• _Dataset entries_
________
Issue #1696, opened 2016-04-20
Allow for associations redefinition on inherited serializers


beauby:
Fixes #1688 
Closes #1690

c.f. #1686

PR #1848, opened 2016-07-15
Bugfix/redefine associations on inherited serializers

EhsanYousefi:
#### Purpose
Allow for associations redefinition on inherited serializers
#### Related GitHub issues
[1696](https://github.com/rails-api/active_model_serializers/issues/1696)

### DIFF
--- a/CHANGELOG.md
+++ b/CHANGELOG.md
@@ -16,7 +16,7 @@ Misc:
 
 Fixes:
 - [#1814](https://github.com/rails-api/active_model_serializers/pull/1814) Ensuring read_multi works with fragment cache
-- [#1848](https://github.com/rails-api/active_model_serializers/pull/1848) Redefine associations on inherited serializers
+- [#1848](https://github.com/rails-api/active_model_serializers/pull/1848) Redefine associations on inherited serializers. (@EhsanYousefi)
 
 Misc:
 - [#1808](https://github.com/rails-api/active_model_serializers/pull/1808) Adds documentation for `fields` option. (@luizkowalski)
--- a/CHANGELOG.md
+++ b/CHANGELOG.md
@@ -16,6 +16,7 @@ Misc:
 
 Fixes:
 - [#1814](https://github.com/rails-api/active_model_serializers/pull/1814) Ensuring read_multi works with fragment cache
+- [#1848](https://github.com/rails-api/active_model_serializers/pull/1848) Redefine associations on inherited serializers
 
 Misc:
 - [#1808](https://github.com/rails-api/active_model_serializers/pull/1808) Adds documentation for `fields` option. (@luizkowalski)
--- a/lib/active_model/serializer/associations.rb
+++ b/lib/active_model/serializer/associations.rb
@@ -13,7 +13,7 @@ module ActiveModel
       included do
         with_options instance_writer: false, instance_reader: true do |serializer|
           serializer.class_attribute :_reflections
-          self._reflections ||= []
+          self._reflections ||= {}
         end
 
         extend ActiveSupport::Autoload
@@ -74,7 +74,8 @@ module ActiveModel
         # @api private
         #
         def associate(reflection)
-          self._reflections << reflection
+          key = reflection.options[:key]
+          key ? self._reflections[key] = reflection : self._reflections[reflection.name] = reflection
         end
       end
 
@@ -86,7 +87,7 @@ module ActiveModel
         return unless object
 
         Enumerator.new do |y|
-          self.class._reflections.each do |reflection|
+          self.class._reflections.values.each do |reflection|
             next if reflection.excluded?(self)
             key = reflection.options.fetch(:key, reflection.name)
             next unless include_directive.key?(key)
--- a/test/serializers/associations_test.rb
+++ b/test/serializers/associations_test.rb
@@ -1,5 +1,4 @@
 require 'test_helper'
-
 module ActiveModel
   class Serializer
     class AssociationsTest < ActiveSupport::TestCase
@@ -104,13 +103,13 @@ module ActiveModel
         end
 
         assert(
-          PostSerializer._reflections.all? do |reflection|
-            inherited_klass._reflections.include?(reflection)
+          PostSerializer._reflections.values.all? do |reflection|
+            inherited_klass._reflections.values.include?(reflection)
           end
         )
 
         assert(
-          inherited_klass._reflections.any? do |reflection|
+          inherited_klass._reflections.values.any? do |reflection|
             reflection.name == :top_comments
           end
         )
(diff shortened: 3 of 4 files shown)


NullVoxPopuli:
can you address the rubocop issues?
thanks!

EhsanYousefi:
Done!

lib/active_model/serializer/associations.rb
```diff
@@ -74,7 +74,8 @@ def has_one(name, options = {}, &block) # rubocop:disable Style/PredicateName
         # @api private
         #
         def associate(reflection)
-          self._reflections << reflection
+          key = reflection.options[:key]
+          key ? self._reflections[key] = reflection : self._reflections[reflection.name] = reflection
```
NullVoxPopuli: why the difference between key and name here?

test/serializers/associations_test.rb
```diff
@@ -290,6 +289,111 @@ def test_illegal_conditional_associations
           assert_match(/:if should be a Symbol, String or Proc/, exception.message)
         end
       end
+
+      class InheritedSerializerTest < ActiveSupport::TestCase
+        InheritedPostSerializer = Class.new(PostSerializer) do
+          belongs_to :author, custom_option: true
```
NullVoxPopuli: what's `custom_option`?

test/serializers/associations_test.rb
```diff
@@ -290,6 +289,111 @@ def test_illegal_conditional_associations
...
+              posts: nil,
+              roles: nil,
+              bio: nil
+            }
+
+            assert_equal(associations, expected_associations)
+            assert_equal(@author_serializer.associations.count, 3)
+          end
+
+          without_redefine.call
```
NullVoxPopuli: why are you using lambdas like this?

test/serializers/associations_test.rb
```diff
@@ -290,6 +289,111 @@ def test_illegal_conditional_associations
...
+
+          with_redefine = lambda do
+            associations = {}
+            @inherited_post_serializer.associations.each do |ass|
+              associations[ass.name] = ass.options[:custom_option]
```
NullVoxPopuli: ah, so you're using custom option to test the presence of an association. 
This feels kinda hacky, and adds additional logic into tests that isn't part of the public API.

can you re-work these tests to use public API things? thanks!

lib/active_model/serializer/associations.rb
EhsanYousefi: Because you can't handle some situations solely with name i.e:
`has_many :comments
  has_many :comments, key: :last_comments do
     object.comments.last(1)
   end`

test/serializers/associations_test.rb
EhsanYousefi: Because of lexical scoping.

test/serializers/associations_test.rb
EhsanYousefi: Sure, why not. :D

test/serializers/associations_test.rb
NullVoxPopuli: do the tests fail without the lambdas?

lib/active_model/serializer/associations.rb
NullVoxPopuli: this may be something that AMS needs to change in the future then. Cause this is silly. haha

key should be :comments for the first
and key should be last_comments for the second.

test/serializers/associations_test.rb
EhsanYousefi: Not they don't, using lambdas make code more functional.

lib/active_model/serializer/associations.rb
EhsanYousefi: Yes, it is silly indeed, but, but there's nothing we can do, at least for now.

test/serializers/associations_test.rb
NullVoxPopuli: well, why not split apart the tests? having so much setup and assert in a single test is just asking to be split up.

EhsanYousefi: There's not too much setup, but OK, I'll split them apart.

EhsanYousefi:
I've done some improvements on tests, take a look at them please.

test/serializers/associations_test.rb
```diff
@@ -1,5 +1,5 @@
 require 'test_helper'
-
+require 'pry'
```
NullVoxPopuli: this needs to be removed

test/serializers/associations_test.rb
```diff
@@ -290,6 +290,48 @@ def test_illegal_conditional_associations
...
+          @inherited_post_serializer = InheritedPostSerializer.new(@post, custom_options: true)
+          @inherited_author_serializer = InheritedAuthorSerializer.new(@author)
+        end
+
+        def test_redefined_has_many_and_has_one
+          author_associations = @author_serializer.associations.to_a
+          inherited_author_associations = @inherited_author_serializer.associations.to_a
+          assert_equal(@author_serializer.associations.count, 3)
+          assert_equal(@inherited_author_serializer.associations.count, 4)
+          assert_equal((author_associations - inherited_author_associations).count, 2)
```
NullVoxPopuli: can you add assertions to this that show what associations are being produced? 
counting associations doesn't actually prove that this is working, just that there are different associations.

test/serializers/associations_test.rb
EhsanYousefi: Ah, how careless I'm. Sorry for that.

test/serializers/associations_test.rb
EhsanYousefi: Done.

test/serializers/associations_test.rb
```diff
@@ -290,6 +289,82 @@ def test_illegal_conditional_associations
...
+          has_many :roles, polymorphic: true
+          has_one :bio, key: :biography
+        end
+
+        def setup
+          @author = Author.new(name: 'Steve K.')
+          @post = Post.new(title: 'New Post', body: 'Body')
+          @post_serializer = PostSerializer.new(@post, custom_options: true)
+          @author_serializer = AuthorSerializer.new(@author)
+          @inherited_post_serializer = InheritedPostSerializer.new(@post, custom_options: true)
```
NullVoxPopuli: the `custom_options` aren't needed anymore :-)

test/serializers/associations_test.rb
```diff
@@ -290,6 +289,82 @@ def test_illegal_conditional_associations
...
+            @author_serializer.associations.map(&:name).sort,
+            [:posts, :roles, :bio].sort
+          )
+          assert_equal(
+            @inherited_author_serializer.associations.map(&:name).sort,
+            [:posts, :roles, :bio, :bio].sort
+          )
+          assert_equal(
+            map_with_key(@inherited_author_serializer.associations).sort,
+            [:posts, :roles, :bio, :biography].sort
```
NullVoxPopuli: These testes look MUCH better. :-)

Just a couple more changes, and I think I'll be ready to merge.
1. I find myself having to look at your test setup, and back at the different assertions to figure out what is being tested. Do you think you could break up some of these assertions into different tests?

Something like:

```ruby
test 'a serializer inheriting from the author serializer can have an additional bio field named biography' do
  expected = [:bio, :biography, :posts, :roles]
  result = map_with_key(@inherited_author_serializer.associations).sort
end
```

that `test 'name of test' do` syntax is also what we're trying to get people to do going forward, but yeah.


So, if you could change the tests to be like that, that'd be great! I know it's more computing of the same thing for each test, but readability for others looking at the project is what the goal is here. :-)


the second thing, is just to add a changelog entry :-)

test/serializers/associations_test.rb
EhsanYousefi: :D I've just removed them.

NullVoxPopuli: yay!

test/serializers/associations_test.rb
EhsanYousefi: I took your advise and made some changes, take a look at them please.

test/serializers/associations_test.rb
```diff
@@ -290,6 +289,61 @@ def test_illegal_conditional_associations
...
+          @inherited_post_associations = @inherited_post_serializer.associations.to_a
+        end
+
+        test 'an author serializer must have [posts,roles,bio] associations' do
+          expected = [:posts, :roles, :bio].sort
+          result = @author_serializer.associations.map(&:name).sort
+          assert_equal(result, expected)
+        end
+
+        test 'a post serializer must have [author,comments,blog] associations' do
```
NullVoxPopuli: these tests look great!

EhsanYousefi: Yes, it is indeed, thanx to you.

CHANGELOG.md
```diff
@@ -16,6 +16,7 @@ Misc:
 
 Fixes:
 - [#1814](https://github.com/rails-api/active_model_serializers/pull/1814) Ensuring read_multi works with fragment cache
+- [#1848](https://github.com/rails-api/active_model_serializers/pull/1848) Redefine associations on inherited serializers
```
NullVoxPopuli: can you add `(@EhsanYousefi )` to the end of this? :-) gotta make sure you get credit!

NullVoxPopuli:
Just gotta add your name, and then we'll be set!

CHANGELOG.md
EhsanYousefi: :D done.

lib/active_model/serializer/associations.rb
```diff
@@ -13,7 +13,7 @@ module Associations
       included do
         with_options instance_writer: false, instance_reader: true do |serializer|
           serializer.class_attribute :_reflections
-          self._reflections ||= []
+          self._reflections ||= {}
```
bf4: Is this a breaking change? Need to confirm before release

lib/active_model/serializer/associations.rb
bf4: This isn't proper use of ternary, let's look at cleaning up

test/serializers/associations_test.rb
```diff
@@ -290,6 +289,61 @@ def test_illegal_conditional_associations
           assert_match(/:if should be a Symbol, String or Proc/, exception.message)
         end
       end
+
+      class InheritedSerializerTest < ActiveSupport::TestCase
+        InheritedPostSerializer = Class.new(PostSerializer) do
```
bf4: @nullvoxpopuli let's not introduce more dynamics classes right now unless we need to

NullVoxPopuli: I'll release a PR later today that gets rid of them, so people stoop copying the patterns they see.

lib/active_model/serializer/associations.rb
NullVoxPopuli: Do we need to modify rubocop to catch this?

lib/active_model/serializer/associations.rb
NullVoxPopuli: I can run my aeonvera project's tests with this branch/master, if you think that'll be reassuring.

lib/active_model/serializer/associations.rb
EhsanYousefi: I don't get it, why it is improper use?

NullVoxPopuli: because you have assignments in the true/false areas of ternary.

proper form has has the ternary only produce the value, and not do any mutations.

So, the only way to re-write the ternary without breaking that rule would be to convert it to an if block, unless you did:

```ruby
key_name = key ? key : reflection.name
self._reflections[key_name] = reflection
```

EhsanYousefi: `key_name = key ? key : reflection.name
self._reflections[key_name] = reflection`
Is really better solution than mine.
Assignments produce value in ruby(unlike Scala), and thats why I did that.
Considering your notes I'll refactor the code.

NullVoxPopuli: feel free to open a new PR, as this one is already closed. (It'll also keep the review process cleaner, too)

But yeah, basically:
 - short lines
 - each line should do only one thing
________
• _Required work_
In the data above, find the line that contains "EhsanYousefi: Yes, it is silly" and the line that contains "NullVoxPopuli: can you add assertions". Repeat exactly those lines and every line between them, and only those.

• _Solution_
EhsanYousefi: Yes, it is silly indeed, but, but there's nothing we can do, at least for now.

test/serializers/associations_test.rb
NullVoxPopuli: well, why not split apart the tests? having so much setup and assert in a single test is just asking to be split up.

EhsanYousefi: There's not too much setup, but OK, I'll split them apart.

EhsanYousefi:
I've done some improvements on tests, take a look at them please.

test/serializers/associations_test.rb
```diff
@@ -1,5 +1,5 @@
 require 'test_helper'
-
+require 'pry'
```
NullVoxPopuli: this needs to be removed

test/serializers/associations_test.rb
```diff
@@ -290,6 +290,48 @@ def test_illegal_conditional_associations
...
+          @inherited_post_serializer = InheritedPostSerializer.new(@post, custom_options: true)
+          @inherited_author_serializer = InheritedAuthorSerializer.new(@author)
+        end
+
+        def test_redefined_has_many_and_has_one
+          author_associations = @author_serializer.associations.to_a
+          inherited_author_associations = @inherited_author_serializer.associations.to_a
+          assert_equal(@author_serializer.associations.count, 3)
+          assert_equal(@inherited_author_serializer.associations.count, 4)
+          assert_equal((author_associations - inherited_author_associations).count, 2)
```
NullVoxPopuli: can you add assertions to this that show what associations are being produced? 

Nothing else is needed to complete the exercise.